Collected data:
= Beginning of Section =

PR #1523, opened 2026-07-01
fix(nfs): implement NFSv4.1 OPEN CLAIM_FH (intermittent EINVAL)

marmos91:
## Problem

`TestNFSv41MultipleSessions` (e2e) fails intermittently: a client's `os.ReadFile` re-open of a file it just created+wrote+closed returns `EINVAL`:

= End of Section =
= Beginning of Section =

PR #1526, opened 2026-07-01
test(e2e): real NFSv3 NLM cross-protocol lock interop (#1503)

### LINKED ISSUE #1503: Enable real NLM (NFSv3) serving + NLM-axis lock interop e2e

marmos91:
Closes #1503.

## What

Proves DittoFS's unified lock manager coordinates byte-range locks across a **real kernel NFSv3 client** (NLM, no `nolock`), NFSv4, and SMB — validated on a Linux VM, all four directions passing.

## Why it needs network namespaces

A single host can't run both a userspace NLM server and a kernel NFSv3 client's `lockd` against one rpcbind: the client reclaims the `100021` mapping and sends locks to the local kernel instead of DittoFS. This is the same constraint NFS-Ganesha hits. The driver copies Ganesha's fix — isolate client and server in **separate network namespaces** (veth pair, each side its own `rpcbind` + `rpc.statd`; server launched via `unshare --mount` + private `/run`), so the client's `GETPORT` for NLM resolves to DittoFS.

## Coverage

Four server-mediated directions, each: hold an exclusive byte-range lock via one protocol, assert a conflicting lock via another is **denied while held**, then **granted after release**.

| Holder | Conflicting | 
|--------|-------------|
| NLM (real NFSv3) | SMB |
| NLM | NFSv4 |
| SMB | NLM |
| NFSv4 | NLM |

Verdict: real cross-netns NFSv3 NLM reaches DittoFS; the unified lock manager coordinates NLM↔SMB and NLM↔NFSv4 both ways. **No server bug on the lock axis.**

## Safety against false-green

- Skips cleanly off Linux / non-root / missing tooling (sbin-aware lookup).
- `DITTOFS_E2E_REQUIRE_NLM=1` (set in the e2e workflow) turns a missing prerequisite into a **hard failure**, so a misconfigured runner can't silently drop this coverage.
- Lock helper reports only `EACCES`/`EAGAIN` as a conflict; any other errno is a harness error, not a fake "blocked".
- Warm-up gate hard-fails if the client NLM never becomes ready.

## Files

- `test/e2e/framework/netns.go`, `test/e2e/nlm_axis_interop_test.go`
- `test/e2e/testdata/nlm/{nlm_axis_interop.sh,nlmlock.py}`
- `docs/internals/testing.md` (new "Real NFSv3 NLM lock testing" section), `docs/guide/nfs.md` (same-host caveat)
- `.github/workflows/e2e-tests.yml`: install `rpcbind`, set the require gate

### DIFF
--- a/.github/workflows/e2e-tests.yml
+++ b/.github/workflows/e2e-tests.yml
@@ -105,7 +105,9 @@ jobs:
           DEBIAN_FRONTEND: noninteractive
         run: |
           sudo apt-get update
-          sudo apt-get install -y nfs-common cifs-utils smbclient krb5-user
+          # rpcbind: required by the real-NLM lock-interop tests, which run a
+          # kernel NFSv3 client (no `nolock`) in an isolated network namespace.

= End of Section =
= Beginning of Section =

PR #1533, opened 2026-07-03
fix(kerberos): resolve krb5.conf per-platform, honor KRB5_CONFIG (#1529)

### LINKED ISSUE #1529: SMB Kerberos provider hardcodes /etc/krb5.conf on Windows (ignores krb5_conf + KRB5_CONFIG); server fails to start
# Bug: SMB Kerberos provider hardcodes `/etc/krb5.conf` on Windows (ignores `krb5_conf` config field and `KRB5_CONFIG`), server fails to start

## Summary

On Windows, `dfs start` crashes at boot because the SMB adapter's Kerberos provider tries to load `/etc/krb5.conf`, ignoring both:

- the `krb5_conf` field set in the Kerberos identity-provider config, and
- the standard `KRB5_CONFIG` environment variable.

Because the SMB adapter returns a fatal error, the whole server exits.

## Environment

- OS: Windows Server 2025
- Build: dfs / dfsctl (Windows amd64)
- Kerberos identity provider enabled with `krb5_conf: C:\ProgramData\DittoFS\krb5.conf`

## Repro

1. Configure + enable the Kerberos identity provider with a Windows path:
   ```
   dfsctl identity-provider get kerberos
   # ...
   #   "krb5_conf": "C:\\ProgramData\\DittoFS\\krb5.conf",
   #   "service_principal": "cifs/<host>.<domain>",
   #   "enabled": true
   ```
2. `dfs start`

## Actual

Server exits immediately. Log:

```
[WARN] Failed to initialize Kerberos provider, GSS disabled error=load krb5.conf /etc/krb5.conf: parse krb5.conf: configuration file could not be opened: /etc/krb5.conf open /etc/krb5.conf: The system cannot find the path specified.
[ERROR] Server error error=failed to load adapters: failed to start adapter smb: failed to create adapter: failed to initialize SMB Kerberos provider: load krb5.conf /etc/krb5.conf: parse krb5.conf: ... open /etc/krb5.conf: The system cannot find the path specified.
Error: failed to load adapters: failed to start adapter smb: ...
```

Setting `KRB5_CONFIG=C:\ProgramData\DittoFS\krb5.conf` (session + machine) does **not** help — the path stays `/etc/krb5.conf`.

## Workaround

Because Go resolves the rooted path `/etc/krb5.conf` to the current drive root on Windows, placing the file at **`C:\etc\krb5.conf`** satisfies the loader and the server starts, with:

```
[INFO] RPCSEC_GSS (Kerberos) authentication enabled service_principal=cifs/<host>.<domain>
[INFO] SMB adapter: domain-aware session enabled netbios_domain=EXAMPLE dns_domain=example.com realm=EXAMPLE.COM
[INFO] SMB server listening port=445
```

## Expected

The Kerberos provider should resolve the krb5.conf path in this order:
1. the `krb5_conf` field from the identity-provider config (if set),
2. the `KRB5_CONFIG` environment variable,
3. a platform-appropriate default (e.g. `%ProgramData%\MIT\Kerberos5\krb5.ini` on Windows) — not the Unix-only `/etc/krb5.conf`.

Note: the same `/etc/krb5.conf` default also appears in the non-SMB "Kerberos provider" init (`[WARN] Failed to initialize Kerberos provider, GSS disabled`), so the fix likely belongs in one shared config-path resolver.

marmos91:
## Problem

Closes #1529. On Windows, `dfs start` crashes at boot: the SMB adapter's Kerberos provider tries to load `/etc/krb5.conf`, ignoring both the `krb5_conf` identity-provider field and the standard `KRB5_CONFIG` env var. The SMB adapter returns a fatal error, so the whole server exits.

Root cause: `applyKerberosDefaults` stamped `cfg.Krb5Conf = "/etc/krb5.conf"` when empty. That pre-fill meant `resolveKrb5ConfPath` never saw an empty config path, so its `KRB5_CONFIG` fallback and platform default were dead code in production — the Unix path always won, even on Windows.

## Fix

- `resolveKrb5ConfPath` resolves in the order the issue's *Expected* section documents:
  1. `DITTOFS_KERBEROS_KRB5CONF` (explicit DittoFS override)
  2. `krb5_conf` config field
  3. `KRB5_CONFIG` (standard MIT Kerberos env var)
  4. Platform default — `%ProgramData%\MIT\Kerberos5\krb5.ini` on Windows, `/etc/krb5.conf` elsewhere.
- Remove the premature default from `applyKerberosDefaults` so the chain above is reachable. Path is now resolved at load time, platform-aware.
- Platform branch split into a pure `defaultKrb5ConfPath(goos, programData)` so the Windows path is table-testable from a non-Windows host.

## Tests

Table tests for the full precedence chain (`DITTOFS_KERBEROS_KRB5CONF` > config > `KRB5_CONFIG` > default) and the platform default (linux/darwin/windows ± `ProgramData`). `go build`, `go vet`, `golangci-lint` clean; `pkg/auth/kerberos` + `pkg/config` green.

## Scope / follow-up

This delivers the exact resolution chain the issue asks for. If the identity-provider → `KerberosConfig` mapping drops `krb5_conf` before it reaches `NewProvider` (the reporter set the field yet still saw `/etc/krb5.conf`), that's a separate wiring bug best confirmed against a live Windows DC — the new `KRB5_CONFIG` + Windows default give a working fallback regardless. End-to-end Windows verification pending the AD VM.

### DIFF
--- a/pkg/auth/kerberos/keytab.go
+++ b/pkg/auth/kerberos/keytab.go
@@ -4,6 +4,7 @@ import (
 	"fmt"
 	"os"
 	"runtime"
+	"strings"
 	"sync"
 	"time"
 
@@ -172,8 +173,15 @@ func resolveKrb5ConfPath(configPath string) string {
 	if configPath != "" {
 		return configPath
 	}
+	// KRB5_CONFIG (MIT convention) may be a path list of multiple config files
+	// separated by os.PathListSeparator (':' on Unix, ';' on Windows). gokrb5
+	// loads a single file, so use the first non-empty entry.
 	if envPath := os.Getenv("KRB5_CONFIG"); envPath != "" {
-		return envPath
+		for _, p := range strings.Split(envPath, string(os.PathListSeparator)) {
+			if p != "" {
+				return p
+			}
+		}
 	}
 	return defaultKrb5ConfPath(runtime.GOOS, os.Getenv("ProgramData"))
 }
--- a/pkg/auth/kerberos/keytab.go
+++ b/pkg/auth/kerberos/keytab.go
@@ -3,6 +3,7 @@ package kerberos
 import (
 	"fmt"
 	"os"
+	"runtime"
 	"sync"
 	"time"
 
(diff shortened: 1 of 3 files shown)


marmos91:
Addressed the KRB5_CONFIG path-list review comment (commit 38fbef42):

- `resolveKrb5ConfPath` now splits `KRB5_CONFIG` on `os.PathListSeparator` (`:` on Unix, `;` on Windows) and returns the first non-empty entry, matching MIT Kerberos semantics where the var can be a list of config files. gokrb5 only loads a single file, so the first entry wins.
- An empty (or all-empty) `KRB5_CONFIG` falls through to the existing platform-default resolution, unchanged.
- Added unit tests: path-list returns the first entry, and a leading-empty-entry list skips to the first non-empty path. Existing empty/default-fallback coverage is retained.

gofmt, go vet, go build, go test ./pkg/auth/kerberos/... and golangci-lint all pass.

= End of Section =

=== INSTRUCTIONS FOR THE TASK ===
Using the data above, extract exactly the lines from the one that holds "drop this coverage." to the one that holds "isolated network namespace.", both ends included, and no others.

=== REPLY ===
- `DITTOFS_E2E_REQUIRE_NLM=1` (set in the e2e workflow) turns a missing prerequisite into a **hard failure**, so a misconfigured runner can't silently drop this coverage.
- Lock helper reports only `EACCES`/`EAGAIN` as a conflict; any other errno is a harness error, not a fake "blocked".
- Warm-up gate hard-fails if the client NLM never becomes ready.

## Files

- `test/e2e/framework/netns.go`, `test/e2e/nlm_axis_interop_test.go`
- `test/e2e/testdata/nlm/{nlm_axis_interop.sh,nlmlock.py}`
- `docs/internals/testing.md` (new "Real NFSv3 NLM lock testing" section), `docs/guide/nfs.md` (same-host caveat)
- `.github/workflows/e2e-tests.yml`: install `rpcbind`, set the require gate

### DIFF
--- a/.github/workflows/e2e-tests.yml
+++ b/.github/workflows/e2e-tests.yml
@@ -105,7 +105,9 @@ jobs:
           DEBIAN_FRONTEND: noninteractive
         run: |
           sudo apt-get update
-          sudo apt-get install -y nfs-common cifs-utils smbclient krb5-user
+          # rpcbind: required by the real-NLM lock-interop tests, which run a
+          # kernel NFSv3 client (no `nolock`) in an isolated network namespace.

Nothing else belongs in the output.